The nonvisual arrestins, β-arrestin (βarr) 1 and 2 (also known as arrestin 2 and 3, respectively), are recruited by hundreds of different GPCRs to desensitize G protein signaling and to promote clathrin-mediated receptor endocytosis. By scaffolding kinases and other molecules, receptor-activated β-arrestins can also directly facilitate diverse cellular signaling pathways distinct from those initiated by G proteins. There is great interest in identifying therapeutics that preferentially promote or block βarr signaling to allow for more efficacious and specific targeting with the potential of reduced side effects. Structural and kinetic insights into the mechanism by which ligand-mediated GPCR activation enables βarr coupling and activation are required to achieve this goal.

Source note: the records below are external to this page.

PR #1537, opened 2022-09-01
build_script: move to separate dep line from deps

durin42:
Much like proc_macro_deps, build_script needs to be built for `cfg = "exec"`
rather than as part of what's built for the deployment target. Since there's
no way to mark individual dependencies as `cfg = "exec"` we break the
build_script dependency out onto its own line. Only one build script was
ever allowed anyway, so once we deprecate putting build scripts in deps we'll
get the bonus of making a specific kind of build misconfiguration impossible!

### DIFF
--- a/rust/private/rust.bzl
+++ b/rust/private/rust.bzl
@@ -328,6 +328,10 @@ def _rust_library_common(ctx, crate_type):
     deps = transform_deps(ctx.attr.deps)
     proc_macro_deps = transform_deps(ctx.attr.proc_macro_deps + get_import_macro_deps(ctx))
 
+    build_script = ctx.attr.build_script
+    if build_script != None:
+        build_script = transform_deps([ctx.attr.build_script])[0]
+
     return rustc_compile_action(
         ctx = ctx,
         attr = ctx.attr,
@@ -338,6 +342,7 @@ def _rust_library_common(ctx, crate_type):
             root = crate_root,
             srcs = depset(srcs),
             deps = depset(deps),
+            build_script = build_script,
             proc_macro_deps = depset(proc_macro_deps),
             aliases = ctx.attr.aliases,
             output = rust_lib,
@@ -369,6 +374,9 @@ def _rust_binary_impl(ctx):
 
     deps = transform_deps(ctx.attr.deps)
     proc_macro_deps = transform_deps(ctx.attr.proc_macro_deps + get_import_macro_deps(ctx))
+    build_script = ctx.attr.build_script
+    if build_script != None:
+        build_script = transform_deps([ctx.attr.build_script])[0]
 
     srcs, crate_root = _transform_sources(ctx, ctx.files.srcs, getattr(ctx.file, "crate_root", None))
     if not crate_root:
@@ -384,6 +392,7 @@ def _rust_binary_impl(ctx):
             root = crate_root,
             srcs = depset(srcs),
             deps = depset(deps),
+            build_script = build_script,
             proc_macro_deps = depset(proc_macro_deps),
             aliases = ctx.attr.aliases,
             output = output,
@@ -415,10 +424,15 @@ def _rust_test_impl(ctx):
 
     deps = transform_deps(ctx.attr.deps)
     proc_macro_deps = transform_deps(ctx.attr.proc_macro_deps + get_import_macro_deps(ctx))
+    build_script = ctx.attr.build_script
+    if build_script != None:
+        build_script = transform_deps([ctx.attr.build_script])[0]
 
     if ctx.attr.crate:
         # Target is building the crate in `test` config
         crate = ctx.attr.crate[rust_common.crate_info] if rust_common.crate_info in ctx.attr.crate else ctx.attr.crate[rust_common.test_crate_info].crate
+        if build_script == None:
+            build_script = crate.build_script
 
         output_hash = determine_output_hash(crate.root, ctx.label)
         output = ctx.actions.declare_file(
@@ -445,6 +459,7 @@ def _rust_test_impl(ctx):
             root = crate.root,
             srcs = depset(srcs, transitive = [crate.srcs]),
             deps = depset(deps, transitive = [crate.deps]),
+            build_script = build_script,
             proc_macro_deps = depset(proc_macro_deps, transitive = [crate.proc_macro_deps]),
             aliases = ctx.attr.aliases,
             output = output,
@@ -477,6 +492,7 @@ def _rust_test_impl(ctx):
             root = crate_root,
             srcs = depset(srcs),
             deps = depset(deps),
+            build_script = build_script,
             proc_macro_deps = depset(proc_macro_deps),
             aliases = ctx.attr.aliases,
             output = output,
@@ -545,6 +561,15 @@ _common_attrs = {
 
             These are other `rust_library` targets and will be presented as the new name given.
         """),
+    ),
+    # Previously `build_script` was part of `deps`, but much like proc_macro_deps we need to tell
+    # bazel that this is `cfg = "exec"` and making it its own dep line solves the problem.
+    "build_script": attr.label(
+        doc = dedent("""\
+            The `cargo_build_script` dependency, if any, to run as part of building this target.
+        """),
+        cfg = "exec",
+        providers = [rust_common.build_info],
     ),
     "compile_data": attr.label_list(
         doc = dedent("""\
--- a/docs/defs.md
+++ b/docs/defs.md
@@ -90,9 +90,10 @@ Add additional rustc_flags from the command line with `--@rules_rust//:extra_rus
 ## rust_binary
 
 <pre>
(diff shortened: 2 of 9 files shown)


UebelAndre:
Can you provide an example of the issue you saw without this change? To my knowledge cargo_build_script is running in the correct configuration. The rule is run in “target” but it takes a “script” attribute in exec which is what’s run to produce outputs

scentini:
We ran into issues using Bazel's [`compatible_with`](https://bazel.build/reference/be/common-definitions#common.compatible_with); we currently need to set many `compatible_with` to `cargo_build_script` targets although they are not supposed to be built in target configuration.

We don't actually build everything in the right configuration - [`deps`](https://github.com/bazelbuild/rules_rust/blob/main/cargo/cargo_build_script.bzl#L259) seems wrong here.

In my ideal world, we would be able to set `cfg="exec"` to the rule definition itself on both `cargo_build_script` and `proc_macro_deps`. But the Bazel configurability team tells me that is not possible.

I've been ponderring on wrapping the `proc_macro_deps` rule in a macro that does the "exec" transition so that we don't have to have the separation of `deps` and `proc_macro_deps`. We could do the same for `cargo_build_script`, but it seems different enough that it warrants its own attribute?

rust/private/rust.bzl
```diff
@@ -328,6 +328,10 @@ def _rust_library_common(ctx, crate_type):
     deps = transform_deps(ctx.attr.deps)
     proc_macro_deps = transform_deps(ctx.attr.proc_macro_deps + get_import_macro_deps(ctx))
 
+    build_script = ctx.attr.build_script
+    if build_script != None:
+        build_script = transform_deps([ctx.attr.build_script])[0]
```
scentini, line 333: I think we can create the DepVariantInfo here, given that we know that build_script contains a BuildInfo, so we don't need to call transform_deps. Same below.

scentini:
Hey @UebelAndre, I tried to address your comment above - we are forced to use [`compatible_with`](https://bazel.build/reference/be/common-definitions#common.compatible_with) on many `cargo_build_script` targets although they are not supposed to be relevant to `target` configuration.

UebelAndre:
> Hey @UebelAndre, I tried to address your comment above - we are forced to use [`compatible_with`](https://bazel.build/reference/be/common-definitions#common.compatible_with) on many `cargo_build_script` targets although they are not supposed to be relevant to `target` configuration.

Ah sorry, seemed like kinda an aside to the ticket itself 😅

First, would you have some detailed documentation on `compatible_with`? I don't think I understand it's use in comparison to `target_compatible_with` or `exec_compatible_with`. 

Second, I agree `cargo_build_script.deps` seems wrong. I thought build scripts were built for the execution platform, then used to generate things for the target platform. Doesn't this mean that conceptually, having a `rust_binary` as `cargo_build_script.runner` in the `exec` configuration solve for this? Is `deps` the only thing that needs to be fixed? (that's likely not true and feel learning more about `compatible_with` would help me realize that).

scentini:
Sorry for the delayed response!

Unfortunately I couldn't find much documentation of `compatible_with`, except that the underlying mechanism is not documented: https://github.com/bazelbuild/bazel/issues/10849. Looks like it might be on its way out.

The issue ended up being in only the `deps` being built in `target` mode: The `compatible_with` propagated through them just as `target_compatible_with` would do, so if we have a `cargo_build_script` that has a `compatible_with` values, all the deps need to set `compatible_with` too. I am preparing a PR for `cfg = "exec"` on `deps` over at https://github.com/bazelbuild/rules_rust/pull/1561, which would unblock us.

I believe that this PR still makes sense though; build scripts are a special type of dependency; one can have only one of them and having an attribute for them would make it more explicit. WDYT?

krasimirgg:
> cargo_build_script

krasimirgg:
(sorry accidentally closed the pr when trying to post a comment)

I think this PR makes sense for the reasons @scentini points out -- they are just too different than standard dependencies and separating them out makes this more clear.

illicitonion:
Works for me 👍

UebelAndre:
> I think this PR makes sense for the reasons @scentini points out -- they are just too different than standard dependencies and separating them out makes this more clear.

I'm not sure my question was clear. There have been conversations in the past around whether or not `cargo_build_script` should be a part of the `//rust` package, which to me translates to, "should the Bazel rules for building Rust code need to re-implement this build script feature from Cargo". I had thought the consensus was "no" and that the Bazel rules should only concern itself with wiring up calls to `rustc` to compile code. This change makes changes to the core rust rules, which grow the footprint of `cargo_build_script` which is the opposite direction I expected. My question isn't "do we think the change makes sense" but "does everyone agree that we should be changing the core rust rules to account for this re-implementation of a Cargo feature?"

Is that clear to everyone?

krasimirgg:
Chatted a bit with @scentini:
* the `BuildInfo` feels like part of core rules_rust; it's important at least for integration with third party dependencies / the crate universe / etc
* looks like `BuildInfo` is at an abstraction that can support additional mechanisms beyond cargo that provide addtional build information. It's of course heavily inspired by cargo and right now in rules_rust we only have cargo as example, but we can "keep the door open" for other build info providers via this info and the rest of rules_rust should "just work" with then.
* it would make sense to have the name of the new attribute be more neutral `build_script`
* there's already a rustc check that we only support at most 1 of these here: https://github.com/bazelbuild/rules_rust/blob/f0cdcedc2a68ffdb3048a8510b380e64eb9a1d72/rust/private/rustc.bzl#L269
I think it would make most sense to keep this assumption of at most 1 for these, it seems like a simple model to think about; if we ever have a compelling reason to allow multiple we can relax it then.

rust/private/rust.bzl
```diff
@@ -546,6 +562,15 @@ _common_attrs = {
             These are other `rust_library` targets and will be presented as the new name given.
         """),
     ),
+    # Previously `build_script` was part of `deps`, but much like proc_macro_deps we need to tell
+    # bazel that this is `cfg = "exec"` and making it its own dep line solves the problem.
+    "build_script": attr.label(
+        doc = dedent("""\
+            The `cargo_build_script` dependency, if any, to run as part of building this target.
+        """),
+        cfg = "exec",
```
UebelAndre, line 571: This feels incorrect to me. The build script will be executed on `exec` but it's outputs need to be for the target platform. I still think I'm confused why the current implementation is not sufficient where the `cargo_build_script` rule takes the build script itself as `cfg = "exec"` and the outputs are consumed as `cfg = "target"`.

UebelAndre (changes requested):

rust/private/rust.bzl
durin42: If you specify it as `cfg = "target"` then it gets interpreted as needing to be _executable_ on the target, which isn't true. AFAIK there's no way to specify "runs on exec but produces outputs for target" in bazel, but @scentini or @krasimirgg should confirm.

UebelAndre: > If you specify it as cfg = "target" then it gets interpreted as needing to be executable on the target

That's not correct. The build script is made `exec` due to https://github.com/bazelbuild/rules_rust/blob/0.10.0/cargo/cargo_build_script.bzl#L278-L284. The outputs of the build script I don't think are intended to be for the execution platform so setting this to `exec` would be incorrect in cases like [openssl-sys](https://github.com/sfackler/rust-openssl/commits/master/openssl-sys/build/main.rs) where the build script is trying to find OpenSSL libraries to link against, right?

krasimirgg: Last two comments both sound correct to me. Let me try to express my viewpoint to hopefully clarify something or else learn why and how it's wrong: there's a distinction between what platform the build script is running on (and built for), and what platform the outputs of the build script are targeting. Suppose we are cross-compiling on an x86 machine and we are aiming to produce final rust libraries and binaries for arm. The build script itself is ran on the x86 machine and produces outputs that are specific to the arm final target. When building the build script itself, all of its build dependencies need to be built in x86 mode in order for them to be runnable on the x86 machine (and the `cfg = exec` on the build script attribute expresses this constraint). The build script is free to output artifacts that contain instructions for any platform -- the `cfg` only controls where it's supposed to run, not what platform its outputs are supposed to be for. So yes, the outputs of the build script will contain the arm-specific definitions that will then be fed up to the rustc cross-compilation invocation (again running on x86) to produce final rlibs and bins that are for arm. In a sense, the outputs of the build script are "target-independent", but they contain target-specific instructions inside.

UebelAndre: I think we're on the same page but I'm still not sure I understand why this attribute should be `cfg = "exec"`. All actions consumed as `cfg = "target"` still have their actions run on some `exec` platform. But the outputs are intended to be run on the `target` platform. Is there a build script that outputs some binary that's loaded or invoked by a call to `rustc`? I otherwise still think `cfg = "target"` is correct.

“In our study, we use methodology that allows us to probe in unprecedented detail how drug-stimulated GPCRs activate β-arrestin, a protein involved both in terminating some signals and mediating others,” says Wesley B. Asher, PhD, co-first author and assistant professor of clinical neurobiology in the Department of Psychiatry at Columbia, “with the ultimate goal of enabling the development of pathway-specific compounds.”
The researchers use total internal reflection fluorescence (TIRF)-based single-molecule fluorescence resonance energy transfer (smFRET) imaging to investigate the β-arrestin1 (βarr1) activation mechanism by examining release of its C-terminal tail region (βarr1 tail) upon binding of phosphorylated receptor or known mimics of the Rp tail. These measurements enabled direct observation of stochastic, dynamic processes in the βarr1 tail—largely inaccessible to ensemble methods—associated with βarr1’s interaction with the receptor and of how these processes are regulated by GPCR activation.

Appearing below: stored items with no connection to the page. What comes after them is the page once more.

PR #1539, opened 2022-09-05
Serialize output from cargo not cargo-lockfile

### LINKED ISSUE #1535: crate_universe adds registry+https://github.com/rust-lang/crates.io-index to Cargo.lock
I recently updated from an old crate_universe to the one in the latest rules_rust release. Most things seem to be working well, but I've run into an issue with Cargo.lock being changed.

Each time I run `REPIN=workspace bazel build`, the Cargo.lock file is updated to add explicit references to the default registry, eg:

```diff
@@ -118,7 +118,7 @@ checksum = "7d6083ccb191711e9c2b80b22ee24a8381a18524444914c746d4239e21d1afaf"
 dependencies = [
  "askama_escape",
  "humansize",
- "nom 6.1.2",
+ "nom 6.1.2 (registry+https://github.com/rust-lang/crates.io-index)",
  "num-traits",
  "percent-encoding",
  "proc-macro2",
```

After that, I can build with bazel successfully (though it splices twice - once with REPIN defined, and then the next time I run bazel without REPIN as well).

The problem is that the standard cargo does not include the explicit registry, so if I do some editing in Rust Analyzer, or use something like 'cargo add', the Cargo.lock file is updated to remove the registry entries, leaving a dirty file in git. And if I then run 'bazel build' again, it tries to splice again, and then fails reporting that the lock needs repinning.

Is there some way to get the two to agree on one particular format so they don't end up competing with each other?

Semi-related to https://github.com/bazelbuild/rules_rust/issues/1522

illicitonion:
cargo-lockfile uses different heuristics to decide whether to serialize
the source repository.

Instead of trying to get them to generate the same output, let's just
use cargo's output.

This avoids spurious (but safe!) diffs to Cargo.lock when generating
with cargo vs cargo-bazel.

Fixes #1535.


UebelAndre:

With smFRET, the team decided to probe the beta-adrenergic receptor—a prototypical GPCR broadly relevant to many different areas of biology. Binding of drugs or endogenous hormones to beta-adrenergic receptors or other GCPRs on the cell’s exterior membrane leads to signals on the inside of the cell that are mediated by activation of G proteins. But binding of another type of protein, β-arrestins, terminates this signaling and can activate other—desired or undesired—downstream pathways.
The team leveraged their insights from smFRET imaging for targeted, hypothesis-driven studies in living cells to show that agonist-stimulated, full-length, wild-type β2-adrenergic receptor (β2AR) is unable to recruit β-arrestin2 (βarr2) in the absence of GRK expression, whereas truncation of the receptor’s distal C tail reveals measurable GRK-independent βarr2 recruitment. These findings provide evidence for receptor autoinhibition mechanisms that contribute to the regulation of agonist-induced βarr engagement, downstream signaling, and receptor internalization.